===== SUPPLIED DATA

PR #895, opened 2017-04-11
[C] Documentation blocks

rwols:
This is an attempt to add ~doxygen~ documentation blocks/lines to C ~and C++~. Consequently, documentation blocks are enabled for C++, Objective-C and Objective-C++.

Currently:

~Scopes `///`, `//!`, `///<` and `//!<` as `comment.line.documentation.doxygen`~

~Scopes `/** ... */` as `comment.block.documentation.doxygen`. Note the extra `*`.~

Assigns `comment.line.documentation` to `///`, `//!`, `///<` and `//!<`.
Assigns `comment.block.documentation` to `/** ... */`.

Note that *only if* a comment block starts with precisely two asterisks, then it's considered the start of a documentation block. I've added a test case for this in `syntax_test_doxygen.c`.

Anything of the form `@command`, `@command`, `@command[arg]` or `@command{arg}` is scoped as a `meta.function-call` within a documentation block (and various punctuation scopes). The backslash is interchangeable with the `@` symbol.

The special command `\f$` starts a `meta.environment.math.inline.dollar.latex` scope, ended by another `\f$`.

The special command `\f[` starts a `meta.environment.math.block.bracket.latex` scope, ended by `\f]`.

The special command `\f{environment}{` starts a `meta.environment.math.block.bracket.latex`, ended by `\f}`.

~For the special `\f` commands, it would be possible to include the `math-content` rule from LaTeX, but in practice I feel that this makes the comment block stand out too much from the actual source code. Perhaps color scheme authors can do something about this.~

[C#-style documentation constructs for Visual Studio](https://msdn.microsoft.com/en-us/library/ms177227.aspx) are also supported.


wbond:
I'm not super-familiar with automated doc generation in C/C++. Are there many alternatives to Doxygen? Would we be preventing adding support for another format by adding this?

For the time being I'd be hesitant to add changes to C that includes things like LaTeX, since that is a rather large syntax. We are starting to run into issues with syntaxes including other and the number of contexts exploding, resulting in very large cache files that take a long time to read back into memory.

rwols:
Thanks for the feedback.

> Are there many alternatives to Doxygen? Would we be preventing adding support for another format by adding this?

Sphinx: Extracts the documentation via a Doxygen plugin. [Here is an example of that happening](https://github.com/pybind/pybind11/blob/master/include/pybind11/pytypes.h#L250-L263). But note that the documentation block still starts with `/**` and ends with `*/`.

cldocs: Treats any ordinary comment blocks and lines as documentation, so Doxygen syntax doesn't stand in its way.

doc++: Uses a subset of Doxygen's syntax (namely `/** ... */` and `/// ...`)

I [do](https://github.com/tensorflow/tensorflow/blob/master/tensorflow/cc/framework/ops.h#L29) [believe](https://clang.llvm.org/doxygen/SourceManager_8h_source.html) [that](https://github.com/tesseract-ocr/tesseract/blob/master/ccmain/control.h#L20-L23) [Doxygen](https://github.com/apple/swift/blob/master/include/swift/Basic/BlotSetVector.h#L54) [is](https://github.com/bitcoin/bitcoin/blob/master/src/chain.h#L431) [the](https://github.com/godotengine/godot/blob/master/core/dvector.h#L79-L81) [dominant](https://github.com/v8/v8/blob/master/include/v8-debug.h#L38-L40) docgenerator.

Some smaller players are [NaturalDocs](http://www.naturaldocs.org/documenting/walkthrough.html#OurFirstFunction), which uses ordinary comment blocks and lines, and [DoxyPress](http://www.copperspice.com/documentation-doxypress.html), which seems to be a fork of Doxygen, and uses Doxygen's syntax. [Here is a stack overflow thread about Doxygen alternatives](http://stackoverflow.com/questions/2323074/doxygen-alternative-for-c).

> For the time being I'd be hesitant to add changes to C that includes things like LaTeX, since that is a rather large syntax.

Agreed. I played around with including the latex scope, but that suddenly skyrocketed the compilation time of the syntax definition. Also, the colors are kind of overwhelming, so I think it's best to leave it out for now.

rwols:
OK, I did some more research and it looks like Visual Studio allows one to use C#-style documentation blocks. So, things like

```cpp
/// <summary>Does a thing.</summary>
/// <param name="d">A number</param>
/// <return>a thing.</return>
int doSomeThing(double d);
```
I think this is significant, and we'd be closing the door to users that use this XML-style if we commit to the current syntax. On the other hand, I think it's feasible to do both styles in one syntax definition. I'm going to research how it's done in the C# syntax def.

rwols:
This PR has gotten too large for its own good. I will push my documentation agenda in smaller, more digestable chunks.

PR #897, opened 2017-04-12
[Markdown] fix multiline list items with blank line separators

### LINKED ISSUE #896: [Markdown] Incorrectly scoped list items for lists with blank lines
When using the Markdown syntax from Dev build 3127, the text of list items that falls on lines after a list bullet appears to be incorrectly scoped as raw text if there are blank lines in the list.

As an example, given the following markdown:

```markdown
  * List Item 1
    Text under Item 1
  * List Item 2
    Text under Item 2

  * List Item 3
    Text under Item 3
```

Both "Text under Item 1" and "Text under Item 2" are scoped as `text.html.markdown markup.list.unnumbered.markdown meta.paragraph.list.markdown` while the text "Text under Item 3" is scoped as `text.html.markdown markup.list.unnumbered.markdown markup.raw.block.markdown` instead.

Removing the blank line between the items (which is scoped as `text.html.markdown markup.list.unnumbered.markdown`) resolves the problem.

keith-hall:
fixes #896

### DIFF
--- a/Markdown/Markdown.sublime-syntax
+++ b/Markdown/Markdown.sublime-syntax
@@ -134,8 +134,6 @@ contexts:
         - meta_content_scope: markup.list.unnumbered.markdown
         - match: ^(?=\S)
           pop: true
-        - match: (?={{list_item}})
-          push: list-content
         - include: list-paragraph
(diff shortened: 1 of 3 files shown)


wbond:
Thanks!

==========

WORK REQUEST =
In the records above, find the line with "are scoped as"; write out exactly that line and each one after it, stopping after the line with "-134,8 +134,6 @@".

REPLY TO THE EXERCISE =
Both "Text under Item 1" and "Text under Item 2" are scoped as `text.html.markdown markup.list.unnumbered.markdown meta.paragraph.list.markdown` while the text "Text under Item 3" is scoped as `text.html.markdown markup.list.unnumbered.markdown markup.raw.block.markdown` instead.

Removing the blank line between the items (which is scoped as `text.html.markdown markup.list.unnumbered.markdown`) resolves the problem.

keith-hall:
fixes #896

### DIFF
--- a/Markdown/Markdown.sublime-syntax
+++ b/Markdown/Markdown.sublime-syntax
@@ -134,8 +134,6 @@ contexts:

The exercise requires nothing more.